*YOUR GOAL:* For the data below, report how many lines contain the string "send" and write nothing more.

### EXERCISE INPUTS

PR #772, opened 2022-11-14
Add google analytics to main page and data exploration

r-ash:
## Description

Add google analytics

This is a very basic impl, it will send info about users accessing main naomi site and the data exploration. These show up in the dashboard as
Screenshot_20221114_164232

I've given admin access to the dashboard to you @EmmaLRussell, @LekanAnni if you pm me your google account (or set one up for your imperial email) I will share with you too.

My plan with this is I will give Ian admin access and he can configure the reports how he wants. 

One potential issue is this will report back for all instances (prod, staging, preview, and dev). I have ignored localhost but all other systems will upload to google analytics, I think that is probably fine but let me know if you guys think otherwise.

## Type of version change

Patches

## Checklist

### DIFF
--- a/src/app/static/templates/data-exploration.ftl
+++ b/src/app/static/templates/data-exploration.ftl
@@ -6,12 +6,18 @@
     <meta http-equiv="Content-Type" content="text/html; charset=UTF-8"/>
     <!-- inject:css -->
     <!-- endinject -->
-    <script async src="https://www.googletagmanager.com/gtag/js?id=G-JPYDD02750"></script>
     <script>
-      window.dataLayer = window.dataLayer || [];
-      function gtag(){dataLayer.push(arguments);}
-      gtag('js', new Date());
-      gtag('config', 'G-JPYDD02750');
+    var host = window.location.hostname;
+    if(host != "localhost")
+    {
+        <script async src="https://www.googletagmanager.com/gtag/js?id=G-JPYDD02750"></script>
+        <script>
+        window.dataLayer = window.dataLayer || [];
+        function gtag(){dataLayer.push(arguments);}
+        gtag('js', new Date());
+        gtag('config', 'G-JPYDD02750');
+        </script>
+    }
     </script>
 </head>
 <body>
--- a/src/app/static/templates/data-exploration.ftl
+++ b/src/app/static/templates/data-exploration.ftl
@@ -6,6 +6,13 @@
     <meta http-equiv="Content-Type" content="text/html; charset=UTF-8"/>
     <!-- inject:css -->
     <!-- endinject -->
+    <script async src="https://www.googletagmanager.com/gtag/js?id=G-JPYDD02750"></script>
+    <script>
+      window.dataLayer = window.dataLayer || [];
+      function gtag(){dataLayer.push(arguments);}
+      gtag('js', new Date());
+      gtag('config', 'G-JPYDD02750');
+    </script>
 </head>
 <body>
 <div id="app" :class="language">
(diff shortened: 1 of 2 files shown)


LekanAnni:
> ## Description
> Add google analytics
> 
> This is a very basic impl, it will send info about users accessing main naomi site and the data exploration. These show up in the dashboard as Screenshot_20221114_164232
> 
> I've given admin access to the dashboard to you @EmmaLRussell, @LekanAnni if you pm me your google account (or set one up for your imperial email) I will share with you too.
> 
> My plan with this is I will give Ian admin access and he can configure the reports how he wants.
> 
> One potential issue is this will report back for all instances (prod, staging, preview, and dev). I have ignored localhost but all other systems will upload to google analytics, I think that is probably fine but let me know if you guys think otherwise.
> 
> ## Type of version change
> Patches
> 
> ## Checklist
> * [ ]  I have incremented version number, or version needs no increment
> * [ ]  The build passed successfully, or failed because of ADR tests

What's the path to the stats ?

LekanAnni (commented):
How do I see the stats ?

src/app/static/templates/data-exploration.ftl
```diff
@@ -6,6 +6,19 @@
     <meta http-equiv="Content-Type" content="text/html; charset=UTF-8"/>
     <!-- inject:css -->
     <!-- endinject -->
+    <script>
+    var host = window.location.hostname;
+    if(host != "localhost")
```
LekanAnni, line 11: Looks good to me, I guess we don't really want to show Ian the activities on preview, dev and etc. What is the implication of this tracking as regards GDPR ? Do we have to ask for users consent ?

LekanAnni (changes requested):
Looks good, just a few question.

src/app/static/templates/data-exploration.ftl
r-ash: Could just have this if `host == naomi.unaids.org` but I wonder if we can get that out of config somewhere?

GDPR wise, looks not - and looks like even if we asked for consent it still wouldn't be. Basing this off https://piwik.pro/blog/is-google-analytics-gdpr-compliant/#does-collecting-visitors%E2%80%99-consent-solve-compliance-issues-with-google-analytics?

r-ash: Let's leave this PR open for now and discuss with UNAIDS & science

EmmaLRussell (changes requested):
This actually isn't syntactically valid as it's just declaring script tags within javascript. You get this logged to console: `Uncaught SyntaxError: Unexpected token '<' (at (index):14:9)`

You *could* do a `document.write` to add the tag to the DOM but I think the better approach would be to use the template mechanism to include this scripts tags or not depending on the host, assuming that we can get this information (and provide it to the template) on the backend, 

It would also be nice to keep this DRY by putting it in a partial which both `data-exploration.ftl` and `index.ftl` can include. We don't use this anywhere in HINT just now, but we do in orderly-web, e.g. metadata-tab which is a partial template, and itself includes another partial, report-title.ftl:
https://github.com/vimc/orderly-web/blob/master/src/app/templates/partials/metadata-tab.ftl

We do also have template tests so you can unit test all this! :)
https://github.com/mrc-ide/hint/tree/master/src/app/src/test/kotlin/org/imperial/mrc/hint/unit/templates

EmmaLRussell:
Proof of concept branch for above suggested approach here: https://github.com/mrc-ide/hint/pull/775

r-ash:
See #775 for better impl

######

*RESPONSE BELOW:* 2